Issue #675, opened 2017-11-03
[FE] Error Messaging for Hanging UI


Chingujo:
##  Story
As a eFolder Express user, when a download of an eFolder is timed out, I want to see an error message with appropriate next steps instead of an endless spinning icon. 

Steps to re-produce (locally):
1. Start rails s for eX, don't start Sidekiq
2. Search for any DEMO number, watch the spinner going forever. 

## Acceptance Criteria
- Verify that the below "We couldn't find this folder." error message is displayed when the request times out after the back end 
- Verify that the error message "We couldn't find this efolder" is in accordance with the message styling in the style guide.
- Verify that the copy below the error message reads " You can go back to the home page and Search for another efolder. If you continue  to experience problems, please use the Send feedback link to submit a ticket."
- Verify 'Search for another efolder' is a link that takes you back to the home page
- Verify that 'Send feedback' is a link that opens feedback 

## Mocks 

![image](https://user-images.githubusercontent.com/32683958/33615641-a49b1670-d9a8-11e7-8198-85c96b940ab0.png)

Chingujo:
@lakohl 

Is this good to go? Took the stylings from the style guide and mock reflects the copy with the highlighted actions as links

Thank you =D!

aroltsch:
Add steps to reproduce it

lakohl:
@Chingujo Adjusting copy slightly.
<img width="719" alt="screen shot 2017-11-20 at 2 15 30 pm" src="https://user-images.githubusercontent.com/4975959/33036728-4e610eb0-cdfd-11e7-8593-4d395caace84.png">

Chingujo:
Thanks @lark!! Updated the ac and the mock :)

@lowellnava My understanding was that we would eventually have to determine a timeout but that there isn't a BE ticket yet. However, Anya mentioned there may be a front end approach to this and we could build out the UI end.

@aroltsch to confirm or deny :)

lowellrex:
This case will arise when a sidekiq job throws an exception and the job is terminated without changing the Download's status from fetching_manifest. The solution here will be to catch all StandardErrors on the backend and change the Download's status to some error status if the current status is fetching_manifest. The front-end will display the message if the download's status is set to that error status.

lowellrex:
Updating the mock to reflect the line breaks as rendered in chrome on my machine.

[...]

PR #744, opened 2017-11-29
Display error page when sidekiq dies and download status is 0

lowellrex:
Connects #675.

I would like some in-progress feedback on this approach to solve the problem, while I finish up writing tests.

### DIFF
--- a/app/jobs/download_all_manifest_job.rb
+++ b/app/jobs/download_all_manifest_job.rb
@@ -24,5 +24,11 @@ class DownloadAllManifestJob < ActiveJob::Base
       download.update_attributes!(status: :pending_confirmation)
     end
     external_documents
+
+    # efolder issue #675: Set the download's status to manifest_fetch_error
+    # if this job fails and the download's status == fetching_manifest.
+  rescue StandardError => e
+    download.update_attributes!(status: :manifest_fetch_error) if download.fetching_manifest?
+    raise e
   end
 end
--- a/app/jobs/download_all_manifest_job.rb
+++ b/app/jobs/download_all_manifest_job.rb
@@ -25,8 +25,8 @@ class DownloadAllManifestJob < ActiveJob::Base
     end
     external_documents
 
-    # efolder issue #675: Set the download's status to manifest_fetch_error
-    # if this job fails and the download's status == fetching_manifest.
+    # efolder #675: Catch all errors and change the status so that the database row reflects
+    # that an erorr occurred and the efolder UI does not display a spinner forever.
   rescue StandardError => e
     download.update_attributes!(status: :manifest_fetch_error) if download.fetching_manifest?
     raise e
--- a/app/views/downloads/_confirm.html.erb
+++ b/app/views/downloads/_confirm.html.erb
@@ -43,6 +43,11 @@
       </div>
     </div>
 
+  <% elsif @download.manifest_fetch_error? %>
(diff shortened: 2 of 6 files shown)


aroltsch:
I think this approach is good for now. Hopefully when we finish the refactoring, we can remove this.

spec/jobs/download_all_manifest_job_spec.rb
```diff
@@ -95,5 +95,14 @@
         expect(download.reload).to be_pending_confirmation
       end
     end
+
+    context "when we encounter an unexpected error fetching manifests" do
+      # Mock a failure to one of the service-specific manifest fetches to mimic an unexpected error in the job.
+      before { allow(DownloadManifestJob).to receive(:perform_now).and_raise(StandardError) }
```
aroltsch: So was it the issue with the feature tests?

app/views/downloads/_confirm.html.erb
```diff
@@ -43,6 +43,11 @@
       </div>
     </div>
 
+  <% elsif @download.manifest_fetch_error? %>
+      <h1 class="cf-msg-screen-heading cf-error">We couldn't find this efolder.</h1>
```
aroltsch: If you take a look at the mock, I think they want the message split into two lines.

spec/jobs/download_all_manifest_job_spec.rb
```diff
@@ -95,5 +95,14 @@
         expect(download.reload).to be_pending_confirmation
       end
     end
+
+    context "when we encounter an unexpected error fetching manifests" do
+      # Mock a failure to one of the service-specific manifest fetches to mimic an unexpected error in the job.
```
aroltsch: You can probably remove this comment as line 101 says it all :)

app/jobs/download_all_manifest_job.rb
```diff
@@ -24,5 +24,11 @@ def perform(download)
       download.update_attributes!(status: :pending_confirmation)
     end
     external_documents
+
+    # efolder issue #675: Set the download's status to manifest_fetch_error
+    # if this job fails and the download's status == fetching_manifest.
```
aroltsch: We usually don't add issue numbers in the comments. I would say it would be better to describe the problem in the comment. Also, I think this comment "Set the download's status to manifest_fetch_error if this job fails and the download's status == fetching_manifest" is not needed because the code itself acts as that comment.

app/views/downloads/_confirm.html.erb
lowellrex: Just chatted with Phillip and the single line seems fine (though the red color is a little off and may result in an update to caseflow-commons). I'll update the screenshot in the original ticket.

spec/jobs/download_all_manifest_job_spec.rb
lowellrex: I just avoided attempting to make a job run in the feature test and instead tested it in two places. This is not ideal because the feature test is no longer a true end-to-end test (and the tests potentially rely too much on implementation of the feature and not its behaviour), but I figure it is a good enough solution for now.

app/views/downloads/_confirm.html.erb
lowellrex: Created a PR in caseflow-commons to address the mismatched color issue: https://github.com/department-of-veterans-affairs/caseflow-commons/pull/120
----
◆ WHAT YOU SHOULD DO ◆
One figure is all that is needed: the number of lines above in which the word "approach" appears.

◆ THE COMPLETED TASK ◆
3